Nameservers should only allow zone transfers to trusted parties (trusted/identified by either IP address or TSIG keys). Getting someone's complete zonefile provides an excellent starting point for hackers who want to profile a network (to find attack vectors, to inject spoofed packets or even to pose as an authoritative nameserver serving altered data). Maybe you are 'trusted' to the Zoneedit nameservers in some way.


----------



## Seeker (Jul 20, 2009)

I guess they trust me based on my IP address.

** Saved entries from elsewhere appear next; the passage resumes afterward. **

PR #2512, opened 2019-08-14
[Pipeline Viz] Remove pipeline_viz feature flag

emilyzhong:
# Description

Removes feature flag for pipeline viz

# Notes

* Also renamed some test names

# Tests

* Updated server-side rspec tests to remove the flag, and all of them pass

But aren't zones supposed to be public information?
It is intended for public to reach you by resolving domains to your machine IP.
Same for mx records...
All those records are public and are forming zone.
So, if one gets 'Transfer failed', all he needs to do is query step by step A, then NS, then MX..., in a same way how apps would do it, in order to recreate zone


----------



## DutchDaemon (Jul 20, 2009)

Zone files themselves are not meant to be public information. When someone queries a nameserver for a particular record they will already know the hostname -- they just want the IP address for it, or the domain's MX records. The entity querying the nameserver will know nothing else about the zone. The same goes for email: you know you're sending mail to someone@some.domain, but you have no idea whether someoneelse@some.domain exists, unless you get your hands on that domain's user list / virtusertable / overview of mailboxes. And no one in their right mind is handing out their virtusertable, I can assure you.

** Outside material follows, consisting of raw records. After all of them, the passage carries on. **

PR #2513, opened 2019-08-14
[AMR Heatmap] Display new AMR metrics

lvreynoso:
# Description

In idseq-dag version 3.9, the pipeline added a few more metrics that get stored in a sample's amr_counts: reads per million, depth per million, and mapped reads (i.e. total reads for a gene). This PR updates the AMR Heatmap to display the new data, while keeping backwards compatibility for samples that were uploaded before the change.

# Notes

Fixed a few misc bugs I caught as well.

# Tests

* Server side code test updated & tested
* For client side code, select samples with amr counts and create an AMR heatmap. Check that the following work: changing the metric dropdown, the tooltip popup over the node, clicking on the gene name.
Screen Shot 2019-08-14 at 3 19 27 PM
Screen Shot 2019-08-14 at 3 19 56 PM


app/assets/src/components/common/DetailsSidebar/GeneDetailsMode/GeneDetailsMode.jsx
```diff
@@ -65,10 +67,12 @@ export default class GeneDetailsMode extends React.Component {
 
   async getGeneInfo(geneName) {
     const ontology = await getOntology(geneName);
-    const cardEntryFound = ontology.error !== "" ? false : true;
+    const ontologyInfoFound = ontology.error === "" ? true : false;
```
tfrcarvalho: `ontology.error === ""` should suffice.
Same for line below.

app/assets/src/components/common/DetailsSidebar/GeneDetailsMode/GeneDetailsMode.jsx
```diff
@@ -238,11 +228,12 @@ export default class GeneDetailsMode extends React.Component {
             )}
           </div>
         )}
-        {collapseOntology && (
-          <div className={cs.expandLink} onClick={this.expandOntology}>
-            Show More
-          </div>
-        )}
+        {collapseOntology &&
+          (geneFamily.length > 0 || publications.length > 0) && (
```
MarkAZhang: Nice catch!

app/assets/src/components/common/DetailsSidebar/GeneDetailsMode/GeneDetailsMode.jsx
```diff
@@ -65,10 +67,12 @@ export default class GeneDetailsMode extends React.Component {
 
   async getGeneInfo(geneName) {
     const ontology = await getOntology(geneName);
-    const cardEntryFound = ontology.error !== "" ? false : true;
+    const ontologyInfoFound = ontology.error === "" ? true : false;
+    const cardEntryFound = ontology.label !== "" ? true : false;
```
MarkAZhang: I noticed that you changed `label` to `drugClass` in `fetch_ontology` below. In that case, should this just be `cardEntryFound = ontology.drugClass !== ""`?

`cardEntryFound` looks like it's only used to decide whether to show `SOURCE_CARD`. Just wanted to confirm whether this was correct.

app/assets/src/components/ui/containers/DataTooltip.jsx
```diff
@@ -25,8 +25,10 @@ const DataTooltip = ({ data, subtitle, title, singleColumn }) => {
                 <React.Fragment>
                   <div className={cs.dataTooltipLabel}>{keyValuePair[0]}</div>
                   <div className={cs.dataTooltipValue}>
-                    {/*Use .name if value is an object (e.g. location object)*/}
-                    {isObject(keyValuePair[1])
+                    {/*Use .name if value is an object (e.g. location object) AND it's
+                      an object with a name property */}
+                    {isObject(keyValuePair[1]) &&
+                    keyValuePair.hasOwnProperty("name")
```
MarkAZhang: I'm assuming that you have an object here which doesn't have a name property. Wouldn't directly displaying the object render something like `[Object object]`? I'm a little confused what's going on here. Maybe you should hide the key value pair if it's an object without a name property?

I don't like this convention of passing in objects and then inferring the name. (I know this wasn't you). A better approach is to explicitly pass the string that you want displayed into `<DataTooltip>`.

For example, instead of passing `data={["Key", { "name": "Value", "foo": "bar" }]}`, just pass `data={["Key", "Value"]}`

app/assets/src/components/views/amr_heatmap/AMRHeatmapVis.jsx
```diff
@@ -225,18 +153,38 @@ export default class AMRHeatmapVis extends React.Component {
...
+    const { selectedOptions } = this.props;
+    switch (selectedOptions.viewLevel) {
+      case VIEW_LEVEL_ALLELES: {
+        return sample.amrCounts.find(
+          amrCount => amrCount["allele"] === rowName
+        );
+      }
+      case VIEW_LEVEL_GENES: {
+        let amrCountForRow = sample.amrCounts.find(
+          amrCount => amrCount["annotation_gene"] === rowName
```
MarkAZhang: Can you add a comment somewhere explaining the difference between an `annotation_gene` and a `gene`?

app/assets/src/components/views/amr_heatmap/AMRHeatmapVis.jsx
```diff
@@ -193,11 +104,28 @@ export default class AMRHeatmapVis extends React.Component {
       }
     }
 
-    let values = METRICS.map(metric => {
-      const value = amrCountForNode ? amrCountForNode[metric.key] : 0;
+    let values = metrics.map(metric => {
```
MarkAZhang: So we show `N/A` if and only if the sample is too old to have the evaluated metrics, correct? Can you add a comment explicitly explaining that?

app/assets/src/components/common/DetailsSidebar/GeneDetailsMode/GeneDetailsMode.jsx
lvreynoso: Yes, that's correct.

app/assets/src/components/ui/containers/DataTooltip.jsx
lvreynoso: The "object" that I pass in `AMRHeatmapVis` is either just a plain string or a short piece of React. `keyValuePair` is an array of what is displayed in the tooltip, e.g. in this image:

Screen Shot 2019-08-14 at 5 55 20 PM

The names on the left are the first entry in the array, and the values on the right are the second entry in the array. The code to generate the bottom section in `AMRHeatmapView` for example is 

```
return [
    metric.text,
    metric.value === selectedOptions.metric ? <b>{value}</b> : value,
];
```

So it sometimes is an object, that object is sometimes a bit of React, and sometimes that object is something else (like with the phylo tree I think?). Since multiple files (I count at least 5) use `DataTooltip` changing the approach would require quite a bit of refactoring. So for an easier to read fix (and I agree it should be rewritten to be easier to read and handle) that would take some time. I don't have much, so perhaps someone else could implement a longer term fix.

app/assets/src/components/views/amr_heatmap/AMRHeatmapVis.jsx
lvreynoso: So it's kind of technical, but what gets passed as the gene name by the pipeline is a locus. A locus is a site in a DNA or RNA sequence where a cluster of different alleles may be found, but perform essentially the same function. When srst2 identifies an AMR gene, it compares a sequence to all the reference sequences that match to the same locus and gives only 1 best match between all the reference sequences. This is so that srst2 does not report closely related sequences as different genes. The locus name is what is used by the pipeline for "gene", and that's what gets stored under the `gene` key for an `AmrCount` in a sample.

However, the ARG ANNOT database also defines a gene name in the annotation for each reference sequence. This gene name is *much* more closely aligned with how genes are listed in CARD. I believe the issue of naming AMR genes is something that's still in the process of being solved by the research community. I could report the locus name as well (and in fact I think I'll update this to add that).

lvreynoso: Added the above as a comment

app/assets/src/components/views/amr_heatmap/AMRHeatmapVis.jsx
lvreynoso: Added.

app/assets/src/components/common/DetailsSidebar/GeneDetailsMode/GeneDetailsMode.jsx
MarkAZhang: Awesome. To make the code clearer, I think it'd be helpful to add a couple of comments.

In `fetch_ontology`, maybe add a comment explaining that `drugClass` appears in every ontology (which is why you use it as a shortcut to determine whether there any fields to extract). Otherwise, future readers will be confused why you are using `drugClass` in particular.

I'm assuming that whenever `label` is in the ontology, so is `accession`. SOURCE_CARD seems to rely on `accession`. Could you change to `cardEntryFound = ontology.accession !== ""`? Otherwise you would want to add a comment explaining the relationship of `label` and `accession`.

app/assets/src/components/ui/containers/DataTooltip.jsx
MarkAZhang: Okay, I understand. I forgot that you can also pass React elements, which are interpreted as objects. Thanks for clarifying!

Could you change the comment to something like: `Use .name if value is an object (e.g. location object) with a name property. Display React elements normally.`? So it's easier to make the connection.

app/assets/src/components/views/amr_heatmap/AMRHeatmapVis.jsx
MarkAZhang: This is super helpful! Now that I realize how deep the explanation is, I think this paragraph would be better to put in your AMR documentation file, so that we don't have large technical explanations in the middle of the code. Thanks for writing this up.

Querying NS and MX records will only get you so many hosts, some of which may not even be part of the domain at all. Querying A records has no point, unless you know which A records to query ... Without knowing the hostnames, you won't have anything to query. That's why you want them in a non-transferable zone file. Hostnames are available on a need-to-know basis.


----------



## Seeker (Jul 20, 2009)

Ok, I see.
Before I continue, just to say that everything is working now...

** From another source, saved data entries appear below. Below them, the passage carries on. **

PR #2518, opened 2019-08-15
Add check for nil annotation in amr results

lvreynoso:
# Description

Meant to handle this error in `pipeline_run.rb`, method `db_load_amr_counts`:

```
irb(main):003:0> Sample.find(26995).pipeline_runs[0].db_load_amr_counts
Traceback (most recent call last):
        3: from (irb):3
        2: from app/models/pipeline_run.rb:552:in `db_load_amr_counts'
        1: from app/models/pipeline_run.rb:558:in `block in db_load_amr_counts'
NoMethodError (undefined method `split' for nil:NilClass)
```

It appears that there are sequences without annotations in the ARG Annot database. This pr handles that case.

# Tests

* Rpsec test to be added. Should add one for the whole function.

### DIFF
--- a/app/models/pipeline_run.rb
+++ b/app/models/pipeline_run.rb
@@ -560,11 +560,11 @@ class PipelineRun < ApplicationRecord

Can you help me explain this:
At start, I've setup BIND, with zone for *domain.com*
Then I've logged in my registrar control panel, clicked on add new nameserver and supplied:

ns1.domain.com
5.5.5.5

After that my domain was unresolvable, from the outside(internet), but fully resolvable locally.

my next step was to use zoneedit.com's NS-es and then all started to work.
Now, I am third NS and am slaving zone.


----------



## SirDice (Jul 20, 2009)

Seeker said:
			
		

> ns1.domain.com
> 5.5.5.5


Did you actually use your own Internet IP address?

If you are behind a router, did you forward both tcp and udp port 53?


----------



## Seeker (Jul 20, 2009)

I've used directly accessible public IP.
The guy at registrar manually pinged my IP, so he could be sure my ISP isn't blocking.
He reached DNS ports 53 with both protocols tcp and udp.


----------